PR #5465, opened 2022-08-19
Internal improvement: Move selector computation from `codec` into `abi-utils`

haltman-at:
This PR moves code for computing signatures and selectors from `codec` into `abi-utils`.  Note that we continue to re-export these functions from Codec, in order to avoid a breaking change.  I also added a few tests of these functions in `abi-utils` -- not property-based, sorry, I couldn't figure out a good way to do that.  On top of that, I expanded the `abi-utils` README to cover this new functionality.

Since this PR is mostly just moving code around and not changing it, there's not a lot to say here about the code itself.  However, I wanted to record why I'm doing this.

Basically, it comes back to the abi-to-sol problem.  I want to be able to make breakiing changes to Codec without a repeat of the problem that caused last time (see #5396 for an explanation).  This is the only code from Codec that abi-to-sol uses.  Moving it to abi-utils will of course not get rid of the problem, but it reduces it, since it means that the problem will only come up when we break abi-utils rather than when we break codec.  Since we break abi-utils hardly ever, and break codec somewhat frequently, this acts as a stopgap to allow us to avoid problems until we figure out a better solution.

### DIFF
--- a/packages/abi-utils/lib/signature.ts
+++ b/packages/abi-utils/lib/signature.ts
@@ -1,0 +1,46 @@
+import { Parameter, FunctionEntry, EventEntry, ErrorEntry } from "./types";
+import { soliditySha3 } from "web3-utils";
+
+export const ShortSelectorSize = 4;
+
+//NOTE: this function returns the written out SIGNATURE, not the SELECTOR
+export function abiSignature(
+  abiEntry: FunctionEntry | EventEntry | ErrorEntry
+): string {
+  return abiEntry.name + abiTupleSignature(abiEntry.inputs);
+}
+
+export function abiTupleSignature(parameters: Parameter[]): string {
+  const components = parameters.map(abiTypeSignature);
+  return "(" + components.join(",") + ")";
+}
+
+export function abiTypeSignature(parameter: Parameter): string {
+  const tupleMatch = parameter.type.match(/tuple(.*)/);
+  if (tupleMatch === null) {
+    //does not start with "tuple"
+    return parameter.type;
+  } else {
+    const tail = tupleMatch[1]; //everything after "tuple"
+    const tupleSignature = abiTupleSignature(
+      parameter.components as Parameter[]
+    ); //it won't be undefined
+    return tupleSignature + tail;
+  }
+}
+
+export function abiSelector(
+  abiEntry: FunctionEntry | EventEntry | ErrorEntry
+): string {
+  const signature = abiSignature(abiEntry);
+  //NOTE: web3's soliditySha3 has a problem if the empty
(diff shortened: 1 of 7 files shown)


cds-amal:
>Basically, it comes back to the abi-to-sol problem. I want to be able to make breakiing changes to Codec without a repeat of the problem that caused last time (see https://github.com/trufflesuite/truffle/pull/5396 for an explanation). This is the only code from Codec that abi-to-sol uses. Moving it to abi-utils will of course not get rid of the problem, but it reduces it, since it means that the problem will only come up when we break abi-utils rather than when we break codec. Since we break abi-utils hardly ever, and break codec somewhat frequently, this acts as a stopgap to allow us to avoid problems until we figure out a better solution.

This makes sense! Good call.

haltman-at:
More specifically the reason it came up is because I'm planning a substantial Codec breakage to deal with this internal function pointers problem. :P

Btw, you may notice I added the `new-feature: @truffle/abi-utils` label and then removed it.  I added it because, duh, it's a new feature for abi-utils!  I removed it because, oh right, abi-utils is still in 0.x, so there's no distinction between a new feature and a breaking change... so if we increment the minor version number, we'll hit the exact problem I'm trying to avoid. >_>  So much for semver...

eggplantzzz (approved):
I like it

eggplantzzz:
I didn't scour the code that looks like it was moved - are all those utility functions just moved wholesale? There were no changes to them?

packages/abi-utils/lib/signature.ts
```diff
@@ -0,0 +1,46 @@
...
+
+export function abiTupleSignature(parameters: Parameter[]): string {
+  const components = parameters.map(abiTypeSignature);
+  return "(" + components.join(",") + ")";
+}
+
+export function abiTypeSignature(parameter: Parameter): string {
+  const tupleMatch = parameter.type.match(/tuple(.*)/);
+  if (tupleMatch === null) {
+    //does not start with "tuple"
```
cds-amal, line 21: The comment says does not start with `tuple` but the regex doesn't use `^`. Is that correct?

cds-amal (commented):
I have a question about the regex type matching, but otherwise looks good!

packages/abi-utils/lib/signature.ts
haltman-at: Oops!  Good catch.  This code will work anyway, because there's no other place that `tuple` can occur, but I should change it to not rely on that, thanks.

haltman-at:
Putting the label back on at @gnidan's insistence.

········

Write out the full set of records exactly as given.

**YOUR RESPONSE**.
PR #5465, opened 2022-08-19
Internal improvement: Move selector computation from `codec` into `abi-utils`

haltman-at:
This PR moves code for computing signatures and selectors from `codec` into `abi-utils`.  Note that we continue to re-export these functions from Codec, in order to avoid a breaking change.  I also added a few tests of these functions in `abi-utils` -- not property-based, sorry, I couldn't figure out a good way to do that.  On top of that, I expanded the `abi-utils` README to cover this new functionality.

Since this PR is mostly just moving code around and not changing it, there's not a lot to say here about the code itself.  However, I wanted to record why I'm doing this.

Basically, it comes back to the abi-to-sol problem.  I want to be able to make breakiing changes to Codec without a repeat of the problem that caused last time (see #5396 for an explanation).  This is the only code from Codec that abi-to-sol uses.  Moving it to abi-utils will of course not get rid of the problem, but it reduces it, since it means that the problem will only come up when we break abi-utils rather than when we break codec.  Since we break abi-utils hardly ever, and break codec somewhat frequently, this acts as a stopgap to allow us to avoid problems until we figure out a better solution.

### DIFF
--- a/packages/abi-utils/lib/signature.ts
+++ b/packages/abi-utils/lib/signature.ts
@@ -1,0 +1,46 @@
+import { Parameter, FunctionEntry, EventEntry, ErrorEntry } from "./types";
+import { soliditySha3 } from "web3-utils";
+
+export const ShortSelectorSize = 4;
+
+//NOTE: this function returns the written out SIGNATURE, not the SELECTOR
+export function abiSignature(
+  abiEntry: FunctionEntry | EventEntry | ErrorEntry
+): string {
+  return abiEntry.name + abiTupleSignature(abiEntry.inputs);
+}
+
+export function abiTupleSignature(parameters: Parameter[]): string {
+  const components = parameters.map(abiTypeSignature);
+  return "(" + components.join(",") + ")";
+}
+
+export function abiTypeSignature(parameter: Parameter): string {
+  const tupleMatch = parameter.type.match(/tuple(.*)/);
+  if (tupleMatch === null) {
+    //does not start with "tuple"
+    return parameter.type;
+  } else {
+    const tail = tupleMatch[1]; //everything after "tuple"
+    const tupleSignature = abiTupleSignature(
+      parameter.components as Parameter[]
+    ); //it won't be undefined
+    return tupleSignature + tail;
+  }
+}
+
+export function abiSelector(
+  abiEntry: FunctionEntry | EventEntry | ErrorEntry
+): string {
+  const signature = abiSignature(abiEntry);
+  //NOTE: web3's soliditySha3 has a problem if the empty
(diff shortened: 1 of 7 files shown)


cds-amal:
>Basically, it comes back to the abi-to-sol problem. I want to be able to make breakiing changes to Codec without a repeat of the problem that caused last time (see https://github.com/trufflesuite/truffle/pull/5396 for an explanation). This is the only code from Codec that abi-to-sol uses. Moving it to abi-utils will of course not get rid of the problem, but it reduces it, since it means that the problem will only come up when we break abi-utils rather than when we break codec. Since we break abi-utils hardly ever, and break codec somewhat frequently, this acts as a stopgap to allow us to avoid problems until we figure out a better solution.

This makes sense! Good call.

haltman-at:
More specifically the reason it came up is because I'm planning a substantial Codec breakage to deal with this internal function pointers problem. :P

Btw, you may notice I added the `new-feature: @truffle/abi-utils` label and then removed it.  I added it because, duh, it's a new feature for abi-utils!  I removed it because, oh right, abi-utils is still in 0.x, so there's no distinction between a new feature and a breaking change... so if we increment the minor version number, we'll hit the exact problem I'm trying to avoid. >_>  So much for semver...

eggplantzzz (approved):
I like it

eggplantzzz:
I didn't scour the code that looks like it was moved - are all those utility functions just moved wholesale? There were no changes to them?

packages/abi-utils/lib/signature.ts
```diff
@@ -0,0 +1,46 @@
...
+
+export function abiTupleSignature(parameters: Parameter[]): string {
+  const components = parameters.map(abiTypeSignature);
+  return "(" + components.join(",") + ")";
+}
+
+export function abiTypeSignature(parameter: Parameter): string {
+  const tupleMatch = parameter.type.match(/tuple(.*)/);
+  if (tupleMatch === null) {
+    //does not start with "tuple"
```
cds-amal, line 21: The comment says does not start with `tuple` but the regex doesn't use `^`. Is that correct?

cds-amal (commented):
I have a question about the regex type matching, but otherwise looks good!

packages/abi-utils/lib/signature.ts
haltman-at: Oops!  Good catch.  This code will work anyway, because there's no other place that `tuple` can occur, but I should change it to not rely on that, thanks.

haltman-at:
Putting the label back on at @gnidan's insistence.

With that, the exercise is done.